Dan Suciu has served on several program committees and coedited two special journal issues related to semistructured data and the Web. He received his PhD from the University of Pennsylvania and his BS from the Polytechnic University of Bucharest, Romania.
Tutorial 2: Metasearch Engines:
Solutions and Challenges
Many information search services or search engines have been installed in the Internet in recent years. Different search engines may employ different techniques to represent and rank documents, and they usually provide access to different sets of documents of diverse interest. Frequently, a user's information needs are stored in the databases of multiple local search engines. As the number of search engines increases it is inconvenient for an ordinary user to use them all and identify useful documents from the results returned. Consequently, there is an increasing need for automatic search brokers (metasearch engines) which can invoke multiple search engines. Through a search broker, only a single query is needed from a user to retrieve desired documents.
This tutorial will provide an overview of proposed methods for building an effective and efficient metasearch engine. The tutorial will specifically focus on different solutions to two problems. The first is database selection, the identification of search engines that are likely to return useful results to a given query. The second is collection fusion, the determination of which documents should be retrieved from each identified search engine and how to merge results from multiple search engines into a single ranked list. The tutorial will also point out some problems that need to be further researched.

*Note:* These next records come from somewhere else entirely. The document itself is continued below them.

PR #528, opened 2025-04-28
fix: url redact of multiple sshkey

dduzgun-security:
Ref: https://hashicorp.atlassian.net/browse/SECVULN-14559

### DIFF
--- a/url.go
+++ b/url.go
@@ -9,7 +9,8 @@ import "net/url"
 // which is like url.String but replaces any password with "redacted".
 // Only the password in u.URL is redacted. This allows the library
 // to maintain compatibility with go1.14.
-// This port was also extended to redact SSH key from URL query parameter.
+// This port was also extended to redact all "sshkey" from URL query parameter
+// and replace them with "redacted".
 func RedactURL(u *url.URL) string {
 	if u == nil {
 		return ""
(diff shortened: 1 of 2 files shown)


url.go
```diff
@@ -20,8 +21,12 @@ func RedactURL(u *url.URL) string {
...
 	}
 	q := ru.Query()
-	if q.Get("sshkey") != "" {
-		q.Set("sshkey", "redacted")
+	if q.Has("sshkey") {
+		values := q["sshkey"]
+		for i := range values {
+			values[i] = "redacted"
+		}
+		q["sshkey"] = values
```
abhijeetviswa, line 29: Question: Is this reassignment required?

url_test.go
```diff
@@ -83,7 +83,51 @@ func TestRedactURL(t *testing.T) {
...
+			want: "ssh://git@github.com/hashicorp/go-getter-test-private.git?sshkey=redacted",
+		},
+		{
+			name: "multiple SSH keys in URL query parameter",
+			url: &url.URL{
+				Scheme:   "ssh",
+				User:     url.User("git"),
+				Host:     "github.com",
+				Path:     "repo.git",
+				RawQuery: "sshkey&sshkey=secretkey",
```
abhijeetviswa, line 95: Suggestion: Can this be `sshkey=secretkey1&sshkey=secretkey2`? Right now, it's the same as the test `multiple SSH keys with empty and non-empty values`.

abhijeetviswa (changes requested):

url.go
dduzgun-security: Ah good catch, it's indeed not needed. Removed in [80a526c](https://github.com/hashicorp/go-getter/pull/528/commits/80a526cd1b22f0b770dfd158557341f890f3b4a7)

url_test.go
dduzgun-security: Adjusted the tests in [80a526c](https://github.com/hashicorp/go-getter/pull/528/commits/80a526cd1b22f0b770dfd158557341f890f3b4a7) also added one with multiple ssh key values which was missing

abhijeetviswa (approved):
LGTM!

PR #529, opened 2025-05-28
IND-3728 enabling dependabot

KaushikiAnand:
As per the memo: https://go.hashi.co/memo/eng-004,
Enabling the dependabot for identifying and updating the security and version updates in the repositories rather handling it manually.

### DIFF
--- a/.github/dependabot.yaml
+++ b/.github/dependabot.yaml
@@ -8,12 +8,29 @@ updates:
     directory: "/"
     schedule:
       interval: "weekly"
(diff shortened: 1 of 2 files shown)


.github/dependabot.yaml
```diff
@@ -0,0 +1,16 @@
+version: 2
```
abhijeetviswa, line 4: Please add copyright headers.

mohanmanikanta2299 (approved):

Issue #538, opened 2025-08-07
File download is skipped when headResp.ContentLength is 0


martijnvdp:
HTTP File download is skipped when headResp.ContentLength returns 0

when we access our private terraform module registry hosted on a gitlab deployment behind an entra application proxy the header response returns a contentlength of 0 and than we get an empty archive file (tgz) with terraform that is using go-getter to download the terraform modules.
and get the error from terraform/go-getter:  
`Error opening a gzip reader for C:\...\..\AppData\Local\Temp\getter1099997155\archive: EOF`
 like mentioned here https://github.com/hashicorp/go-getter/issues/537

After investigation we see that the entra application proxy returns a content length of 0 and when doing it from our on prem environment without the proxy in between we do get a content length greater than zero and the file got correctly downloaded
looks like the azure application proxy is setting the content length to 0

its fixed for us when changing the contentlenght condition to > 0
https://github.com/hashicorp/go-getter/blob/37130302313c9294df898ac96e2565a65369ec68/get_http.go#L446

like this

```go 
if headResp.Header.Get("Accept-Ranges") == "bytes" && headResp.ContentLength > 0 {
```

PR #539, opened 2025-08-07
fix: #538 http file download skipped if headResp.ContentLength is 0

martijnvdp:
We have an issue with terraform not downloading our private modules from gitlab when we do it from a location that uses the azure entra application proxy in between.

After investigation it seems that the response.contentlength is 0 in the header and the download gets skipped
it presumes the file already exists and continues to try to extract the empty archive

https://github.com/hashicorp/go-getter/blob/e70221100018573cdc74411c95c19b2a372f6728/get_http.go#L446

changing the condition from `headResp.ContentLength >= 0` to 
`headResp.ContentLength > 0 ` resolves the issue for us

seems that azure proxy doesnt set the content length correctly

## PCI review checklist

- [x] If applicable, I've documented a plan to revert these changes if they require more than reverting the pull request.

- [x] If applicable, I've documented the impact of any changes to security controls.

### DIFF
--- a/get_http.go
+++ b/get_http.go
@@ -443,7 +443,7 @@ func (g *HttpGetter) GetFile(dst string, src *url.URL) error {
 			if headResp.StatusCode == 200 {
 				// If the HEAD request succeeded, then attempt to set the range
 				// query if we can.
-				if headResp.Header.Get("Accept-Ranges") == "bytes" && headResp.ContentLength >= 0 {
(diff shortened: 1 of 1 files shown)


CreatorHead:
Some servers/proxies return `Content-Length: 0` for HEAD even when the file isn’t empty, which causes go-getter to incorrectly skip the download.
Treating 0 as “unknown size” avoids incorrect `resume/skip` decisions and ensures the file is actually fetched.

Clement Yu is currently a professor in the Department of Electrical Engineering and Computer Science at the University of Illinois at Chicago, USA. He was the chairman of the ACM Special Interest Group on Information Retrieval (SIGIR) and has chaired several national and international conferences and workshops on databases and information/multimedia. His professional editorial activities include IEEE Transactions on Knowledge and Data Engineering, Distributed and Parallel Databases, and the International Journal of Software Engineering and Knowledge Engineering. He has served as an advisory committee member for the U.S. National Science Foundation. Weiyi Meng is currently an associate professor in the Department of Computer Science at the State University of New York at Binghamton, USA. His main research areas are Internet-based Information Retrieval and Multidatabase Query Processing. He has published many papers in leading journals and major conference proceedings (including TKDE, TODS, VLDB, and ICDE).

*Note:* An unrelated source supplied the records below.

PR #541, opened 2025-08-12
SECVULN-24969 -  resolve improper validation CVE-2025-22868

ritikrajdev:
## Task
- resolve improper validation CVE-2025-22868
- updates version to 1.23 for go as the oauth package CVE has been resolved in version 0.27 which requires this go version.
- Please note the tests were failing because of a few internal changes in go 1.23 for windows regarding symlinks.
- Due to these changes a minor logic change has been introduced 
refer to - https://pkg.go.dev/os@master, https://pkg.go.dev/path/filepath@master

NOTE: Update in go version in ci and go.mod as well.

## PCI review checklist

Only way is to revert the pr. Should be merged by squashing for easier revert.

Can impact windows user a bit.


util_test.go
```diff
@@ -32,7 +31,7 @@ func tempEnv(t *testing.T, k, v string) func() {
 // tempFileContents writes a temporary file and returns the path and a function
 // to clean it up.
 func tempFileContents(t *testing.T, contents string) (string, func()) {
-	tf, err := ioutil.TempFile("", "getter")
+	tf, err := os.CreateTemp("", "getter")
```
CreatorHead, line 34: * Replacing deprecated **ioutil** with **os**.CreateTemp, os.MkdirTemp, os.ReadFile, os.WriteFile. This is fine for Go ≥1.17 and is harmless behavior-wise.

go.mod
```diff
@@ -5,22 +5,41 @@ require (
...
+	golang.org/x/xerrors v0.0.0-20220907171357-04be3eba64a2 // indirect
+	google.golang.org/appengine v1.6.7 // indirect
+	google.golang.org/genproto v0.0.0-20230410155749-daa745c078e1 // indirect
 	google.golang.org/grpc v1.56.3 // indirect
 	google.golang.org/protobuf v1.33.0 // indirect
 	gopkg.in/cheggaaa/pb.v1 v1.0.27 // indirect
 )
 
-go 1.13
+go 1.23.0
```
CreatorHead, line 45: CI/release workflow updates target Go 1.23, which aligns with the oauth2 fix notes (jws fix landed around that ecosystem).

**Dev-announcement:** https://groups.google.com/g/golang-dev/c/9lIKDd3Ff1s?utm_source=chatgpt.com&pli=1
**Official Vul Record:** https://pkg.go.dev/vuln/GO-2025-3488?utm_source=chatgpt.com

copy_dir.go
```diff
@@ -26,7 +27,11 @@ func copyDir(ctx context.Context, dst string, src string, ignoreDot bool, disabl
 	var err error
 	resolved, err := filepath.EvalSymlinks(src)
 	if err != nil {
-		return err
+		if runtime.GOOS == "windows" {
```
CreatorHead: **Why was this change made?**

Right now, the code tries to resolve symlinks when copying directories.
On Linux/macOS, if it can’t resolve them, it fails - which is safe.

On Windows, the new change says: “if resolving symlinks fails, just use the original path anyway.”

It looks to me like this is working as a bypass, but please correct me if I’m wrong. If the safety check fails, we shouldn’t just skip past it. Either the validation should be strict, or the process should fail in a clear way.

.github/workflows/go-getter.yml
```diff
@@ -91,8 +90,7 @@ jobs:
     strategy:
       matrix:
         go-version:
-          - 1.18
-          - 1.19
+          - 1.23
```
CreatorHead, line 93: I see that the workflow now only tests on Go 1.23, and support for Go 1.18/1.19 was removed. This effectively drops CI coverage for older Go versions.

Is this intentional?

get_file_test.go
```diff
@@ -27,7 +28,8 @@ func TestFileGetter(t *testing.T) {
 	if err != nil {
 		t.Fatalf("err: %s", err)
 	}
-	if fi.Mode()&os.ModeSymlink == 0 {
+
+	if runtime.GOOS != "windows" && fi.Mode()&os.ModeSymlink == 0 {
```
CreatorHead: The assertion now skips the symlink check on Windows. Why? 

It looks like the Windows symlink check was just skipped to make the tests pass. That feels risky. Need some explanation here.

util_test.go
ritikrajdev: Yes it is harmless behaviour wise. Ideally this should not have caused any tests to fail. But upgrading to go version 1.23 was the major change over here that led to failing of test cases for windows.

go.mod
ritikrajdev: Yes, it is as expected to upgrade to go version 1.23.0

.github/workflows/go-getter.yml
ritikrajdev: Yes, this change is intentional. The required Go version has been updated to 1.23 in go.mod due to the upgrade of the oauth dependency to version 0.27.0. As a result, it's necessary to align the CI and builds with Go 1.23 or later. We can certainly add Go 1.24 to the matrix for testing as well. However, support for older versions like 1.18 and 1.19 is no longer viable, as they fail linting and other checks.

get_file_test.go
ritikrajdev: Resolving it as found a better solution that will be checking the same for windows but with both the conditions i.e. for a symlink and junction.

copy_dir.go
ritikrajdev: Have added strict validations as mentioned.

.github/workflows/go-getter.yml
CreatorHead: Thanks for clarification

copy_dir.go
```diff
@@ -16,6 +17,26 @@ func mode(mode, umask os.FileMode) os.FileMode {
...
+	}
+
+	// On Windows with Go 1.23+, EvalSymlinks may not resolve junctions
+	fi, statErr := os.Lstat(path)
+	if statErr != nil {
+		return "", err // fallback to original error
+	}
+
+	if fi.Mode()&os.ModeSymlink != 0 || fi.Mode()&os.ModeIrregular != 0 {
+		return path, nil
```
CreatorHead, line 33: Just adding a note here for visibility - maybe someone with more context can clarify, but here are my observations:

* If the file is a symlink --> `return path, nil` (pretending it’s fine).
* If the file is irregular (which on Windows usually means a junction / reparse point) → return path, nil.
* If it’s a normal file/dir → also return path, nil.

In all cases, if **EvalSymlinks** failed, the function just hands back the original path with nil error.

This feels risky to me - it might be safer to fail or add stricter checks instead of treating all these cases as safe

.github/workflows/go-getter.yml
```diff
@@ -12,8 +12,7 @@ jobs:
...
```
pkazmierczak, line 15: could we maybe bump up to 1.25 already since that's the latest version available?

copy_dir.go
```diff
@@ -16,6 +17,26 @@ func mode(mode, umask os.FileMode) os.FileMode {
...
+	resolved, err := filepath.EvalSymlinks(path)
+	if err == nil || runtime.GOOS != "windows" {
+		return resolved, err
+	}
+
+	// On Windows with Go 1.23+, EvalSymlinks may not resolve junctions
+	fi, statErr := os.Lstat(path)
+	if statErr != nil {
+		return "", err // fallback to original error
+	}
```
kkavish, line 30: off the top of my head - should the 2 errors be joined `errors.Join(error...)`? or at least be logged? In the interest of not losing any errors.

copy_dir.go
```diff
@@ -16,6 +17,26 @@ func mode(mode, umask os.FileMode) os.FileMode {
 	return mode & ^umask
 }
 
+func safeEvalSymlinks(path string) (string, error) {
```
tgross, line 20: There's nothing in the PR description that explains why we're doing this, just a vague reference to stdlib libraries. It doesn't appear to be at all related to  CVE-2025-22868  which is an oauth library bug. We shouldn't be pushing in unrelated work into a security PR; if there's another CVE to cover that should be its own PR.

.github/workflows/go-getter.yml
tgross: This is a matrix, so we want the currently supported versions: 1.24 and 1.25.

copy_dir.go
kkavish, line 20: The way I understand this is:
1. Resolve symlinks to the actual path
2. Keep others, including windows junctions as is. i.e. junctions won't be resolved.

If my understanding is right, won't this introduce a new SECVULN?
The whole point of resolving symlinks and junctions is to prevent a lower-privileged user from creating a symlink/junction to a privileged item and then have a field day with it from a security POV. The fact that we use this in Terraform and Nomad makes me more worried.

https://msrc.microsoft.com/blog/2025/06/redirectionguard-mitigating-unsafe-junction-traversal-in-windows/

Adding @james-warren0 as well so that he can share his views on this.

get.go
```diff
@@ -84,12 +84,13 @@ func init() {
 // src is a URL, whereas dst is always just a file path to a folder. This
 // folder doesn't need to exist. It will be created if it doesn't exist.
 func Get(dst, src string, opts ...ClientOption) error {
-	return (&Client{
+	result := (&Client{
```
kkavish, line 87: Is this really required, can we revert back to the good olden code?

kkavish (commented):
@ritikrajdev Appreciate the work here! While this looks good to me I have a little concern around how windows junctions are being handled. I have made a small comment about that and looped in @james-warren0 from Sec Team to have a look as well.

Thanks!

copy_dir.go
tgross: @dduzgun-security has spent a _lot_ of time with Nomad and go-getter tracking down this kind of problem so he might have more thoughts. He'll probably suggest that we look at using `os.Root` here to avoid TOCTOU issues too.

james-warren0: I agree. I think `os.Root` is the correct way to address this issue and not miss edge cases. `os.Root` was introduced in go 1.24, so we would need to bump one more version to utilize it.

dduzgun-security: Yes, we definitely should be cautious here. I would strongly recommend working on the bump (without the code changes on how we deal with symlinks) and having another work item / task to explore migrating to os.Root.

.github/workflows/go-getter.yml
dduzgun-security: Yep, the stable versions of go are `1.24.X` and `1.25.X` https://go.dev/dl/ meaning that `1.23.X` won't get updates. We should fix this.

.github/workflows/go-getter.yml
dduzgun-security: Similar comment as https://github.com/hashicorp/go-getter/pull/541/files#r2294091217, we should rely on the stable versions of go which are 1.24 and 1.25.

.github/workflows/release.yml
```diff
@@ -22,7 +22,7 @@ jobs:
       - name: Setup go
         uses: actions/setup-go@d35c59abb061a4a6fb18e82ac0862c26744d6ab5 # v5.5.0
         with:
-          go-version: '^1.15'
+          go-version: '^1.23'
```
dduzgun-security, line 25: Similar comment as https://github.com/hashicorp/go-getter/pull/541/files#r2294091217, we should rely on the stable versions of go which are 1.24 and 1.25.

copy_dir.go
ritikrajdev: Hi Tim, the version upgrade was required as minimum supported version for oauth 0.27.0 (patched version) is go version 1.23

ritikrajdev:
using dependabot pr for the same.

There are many boundaries that can seriously increase the cost of software development and of integrating existing systems: technical boundaries (such as multiple programming languages or operating systems) and social/organisational boundaries (between teams, departments or companies; and their web users). CORBA exists to help customers bridge these boundaries. It is rare for a complex CORBA system not to require some or all of its servers to use a DBMS. A vast array of choices however, have to be taken into account as the complexity of the systems increases. For example, there are a bewildering number of approaches to storing CORBA objects in a DBMS.
This tutorial has two aims. The first is to give an update on the CORBA standard, as well as a commentary on parts that are of particular importance. New areas will be covered, such as Object By Value, Portable Object Adapter, Notification Service, and CORBA Components and its close relationship to Enterprise Java Beans (EJB). The second aim is to describe in detail how CORBA relates to databases, including the recently announced Persistent State Service (PSS). The tutorial will assume no prior knowledge of CORBA, but it will nevertheless cover many of the new standards that are only now appearing in products.

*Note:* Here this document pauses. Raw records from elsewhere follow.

PR #560, opened 2025-09-22
Ensure temporary directory symlinks do not cause errors

cam-stitt:
There was a [recent change](https://github.com/hashicorp/go-getter/commit/87541b2501c00df5eaedea6acc61a2a4a4efa5b7) that introduced a check to avoid symlinks inside git sub-directories. This is a good change, however there were two problems at play.

First, there was no test for a "successful" get of a sub-directory within the git client. Second, some operating systems, when creating a temporary directory via `os.Mkdirtemp`, return a symlink. This meant that *no* git sub-directory gets would work due to an unintentional symlink.

This change has two commits. The first is a test to showcase the error, the other replaces the superfluous `go-safetemp` by bringing the tiny library internal, and evaluating any symlinks upon temporary directory creation. There is no other HashiCorp tool utilising the `go-safetemp` package, and it simply creates an indirect dependency for minimal utility code.

## PCI review checklist

### DIFF
--- a/client.go
+++ b/client.go
@@ -13,7 +13,6 @@ import (
 	"strings"
 
 	urlhelper "github.com/hashicorp/go-getter/helper/url"
-	safetemp "github.com/hashicorp/go-safetemp"
 )
 
 // ErrSymlinkCopy means that a copy of a symlink was encountered on a request with DisableSymlinks enabled.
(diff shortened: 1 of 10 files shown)


eastebry:
@dduzgun-security and @nodyhub - would you mind taking a look at this?

sonamtenzin2 (approved):

PR #564, opened 2025-10-22
Remove failed decompressed files

allisonlarson:
When untarring a tarball, attempt to create files initially with the
umask file permissions and delete the file if it fails to copy
correctly. This prevents a partially written file from remaining on disk
with permissions that didn't include the umask.

Adds a unit test and a invalid tarball (created by truncating tarball containing a large
file generated from /dev/urandom), which fails to decompress but errors
partially written.

## PCI review checklist

### DIFF
--- a/get_file_copy.go
+++ b/get_file_copy.go
@@ -47,7 +47,8 @@ func copyReader(dst string, src io.Reader, fmode, umask os.FileMode, fileSizeLim
 
 	_, err = io.Copy(dstF, src)
 	if err != nil {
-		// Remove the file in case of partial write
+		// Close & remove the file in case of partial write
+		_ = dstF.Close()
 		_ = os.Remove(dst)
 		return err
 	}
@@ -84,7 +85,8 @@ func copyFile(ctx context.Context, dst, src string, disableSymlinks bool, fmode,
 
 	count, err := Copy(ctx, dstF, srcF)
 	if err != nil {
-		// Remove the file in case of partial write
+		// Close & remove the file in case of partial write
+		_ = dstF.Close()
 		_ = os.Remove(dst)
 		return 0, err
 	}


dduzgun-security (approved):
LGTM! Thanks for the PR 🙏

get_file_copy.go
```diff
@@ -47,6 +47,9 @@ func copyReader(dst string, src io.Reader, fmode, umask os.FileMode, fileSizeLim
 
 	_, err = io.Copy(dstF, src)
 	if err != nil {
+		// Close & remove the file in case of partial write
+		_ = dstF.Close()
```
jrasell, line 51: We already call close in a deferred function on line 42, so do we need this? In any case, having a second call won't cause any errors as we are throwing away the returned error.

get_file_copy.go
```diff
@@ -74,14 +77,17 @@ func copyFile(ctx context.Context, dst, src string, disableSymlinks bool, fmode,
...
+	dstF, err := os.OpenFile(dst, os.O_RDWR|os.O_CREATE|os.O_TRUNC, mode(fmode, umask))
 	if err != nil {
 		return 0, err
 	}
 	defer func() { _ = dstF.Close() }()
 
 	count, err := Copy(ctx, dstF, srcF)
 	if err != nil {
+		// Close & remove the file in case of partial write
+		_ = dstF.Close()
```
jrasell, line 89: We already call close in a deferred function on line 84, so do we need this? In any case, having a second call won't cause any errors as we are throwing away the returned error.

get_file_copy.go
allisonlarson: The windows test case would fail here because the file was reported as being in use at the time of removal. Adding in the explicit file closed fixed it and allowed the file to be removed, so it seems like windows has a different requirement/handling that needs the file to be explicitly closed before removing it. I figured it's better to close the file an extra time as opposed to trying to check.

get_file_copy.go
allisonlarson: Same reasoning as above, keeping the way these are handled in sync.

Sean Baker is a founder and director of IONA Technologies, the designers of the Orbix implementation of CORBA. His original experience in distributed computing was gained by working as a faculty staff member in the Distributed Systems Group, Department of Computer Science, Trinity College Dublin. There he worked on many projects, designing and implementing support environments for distributed object systems, and also their relationships to databases and persistence in general. In 1992 he co-founded IONA Technologies to exploit this experience. He is the author of "CORBA Distributed Objects" (Addison Wesley Longman and ACM Press) and co-author of "CORBA Fundamentals and Programming" (Wiley).
Tutorial 4: Using SQLJ for
Enterprise Database Applications: Access, Procedures and Storage
Thousands of businesses and organisations world-wide use SQL to effectively manipulate and manage quantities of data stored in very large databases. Developers programming data-intensive applications in general purpose languages such as C and COBOL have long had the ability to use SQL for this data manipulation. Until now, Java was unable to benefit from the strengths of SQL the result being that Java has seen slower acceptance as a suitable language for mainstream business applications. The SQLJ effort is driven by major industry vendors such as Oracle, Sybase, Tandem, JavaSoft, IBM, Informix and others. The SQLJ specifications describe Embedded SQL in Java, Java Stored Procedures, Java UDFs and Java Data Types. This tutorial introduces SQLJ, explains how it works, and its relationship to JDBC, and highlights the benefits it can provide to those writing data-intensive applications.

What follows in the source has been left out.